Хотя экономическое сотрудничество получило немалый разворот (в 1973 г. была, например, завершена первая очередь Евфратского гидроэнергетического узла), сирийцы хотели от нас большего. Они добивались более широкого участия в тех сферах, где мы были сильны: в энергетике, в железнодорожном строительстве (дорога на Тартус и т. д.). СССР, однако, на это уже не шел, что, конечно, не проходило бесследно для наших межгосударственных отношений.
К сожалению, бывали и осложнения, которые не имели никакого разумного основания. Так, в конце 1974 года Брежнев должен был поехать в Сирию. Визит готовился три месяца, но Леонид Ильич незадолго до назначенного срока вдруг заявил: «А зачем я туда поеду? Не поеду». Сирийцы восприняли это как пощечину. Разумеется, было сделано все, чтобы убедить Дамаск: никаких изменений в отношении к нему у нас не произошло. Не скажу, что преуспели, но, во всяком случае, старались.
В целом, однако, при всех нюансах и сложностях позиция Дамаска, если сравнивать с другими ключевыми странами — Ираком, Ливией, Алжиром (Южный Йемен стоит здесь особняком) и т. д., — была наиболее лояльной. И это главное, что отличает сирийско- советские отношения во второй половине 70 — первой половине 80- х годов.
В минуты обострения ситуации на Ближнем Востоке СССР твердо поддерживал Сирию. И это служило ей своего рода щитом, очевидно, охлаждая воинственные намерения определенных кругов Израиля. Однажды мне довелось озвучивать такого рода «предупреждения». Получив поручение Пономарева, видимо согласованное с кем-то «постарше», я во время пребывания в Сирии в апреле 1984 года — это был период очередного обострения ситуации — несколько раз заявил, что СССР твердо поддерживает Сирию и «не позволит агрессорам реализовать их цели».
Это вызвало быструю реакцию Тель-Авива. Трижды в течение 24 часов официальные лица Израиля — последним был министр обороны Моше Арене старательно, как отмечали ливанские и сирийские газеты, подчеркивали, что нет никакого намерения атаковать Сирию. Правда, Аренс добавил, что мое заявление не содержит ничего нового, ибо СССР и раньше говорил, что будет защищать Сирию в случае агрессии.
Правомерен вопрос: на какой основе — я имею в виду в первую очередь отношение к ближневосточному конфликту — осуществлялось сотрудничество между Советским Союзом и Сирией? Мы никогда (могу это утверждать с полной определенностью) не подталкивали сирийцев к радикальной позиции. Напротив, настойчиво убеждали в необходимости придерживаться умеренного курса, подключиться к поискам выхода на Международную конференцию. Когда, например, в 1973–1974 годах шла работа по ее формированию, Москва оказывала откровенный нажим на сирийцев, добиваясь их участия. Собственно, в этом же направлении действовали и в конце 80-х годов, когда вновь замаячила перспектива созыва конференции. Я специально ездил с посланием Горбачева к Асаду.

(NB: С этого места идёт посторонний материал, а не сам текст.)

PR #322, opened 2023-10-10
Add Info class to the Producer/Consumer classes

Gsantomaggio:
The call returns the Reference and Stream.
So that you know, the `Reference` is deprecated for the producer class and will be removed at some point. So the `info.reference` for the producer will also be removed.

We can add other info about the consumer and producer and the consumer in the future.

ref: https://github.com/rabbitmq/rabbitmq-stream-dotnet-client/discussions/321 

To get the info:

```csharp
 var consumer = await Consumer.Create(new ConsumerConfig(system, "MyStream") { Reference = "consumer", });

entityInfo = consumer.Info;
Assert.Equal("MyStream", entityInfo.Stream);
Assert.Equal("consumer", entityInfo.Reference);
``` 

and also in the handler:

```csharp
MessageHandler = async (sourceStream, consumer, ctx, message) =>
{
                        
    Console.WriteLine($"Consumer info Reference: {consumer.Info.Reference} ");
```

### DIFF
--- a/RabbitMQ.Stream.Client/AbstractEntity.cs
+++ b/RabbitMQ.Stream.Client/AbstractEntity.cs
@@ -21,5 +21,7 @@ namespace RabbitMQ.Stream.Client
         }
 
         protected Client _client;
+
+        public Info Info { get; internal set; }
     }
 }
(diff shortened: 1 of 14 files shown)


Gsantomaggio:
FYI: https://github.com/rabbitmq/rabbitmq-stream-dotnet-client/discussions/321#discussioncomment-7250144

Zerpet (approved):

Иной раз можно услышать обвинения, будто военное сотрудничество с Сирией способствовало радикализации ее политики. Мол, поставки оружия, направление советников позволяли ей упираться, уходить от «мирного решения». На самом же деле беседы советских руководителей с Асадом, на которых я присутствовал, носили абсолютно однозначный характер. Установка на поиски мирного урегулирования, твердая убежденность в бесперспективности ставки на военные методы излагались достаточно ясно, а позже и бескомпромиссно. Да и Асад нас достаточно хорошо знал и понимал. Напомню, мы не поддерживали сирийскую линию на «стратегический баланс» с Израилем.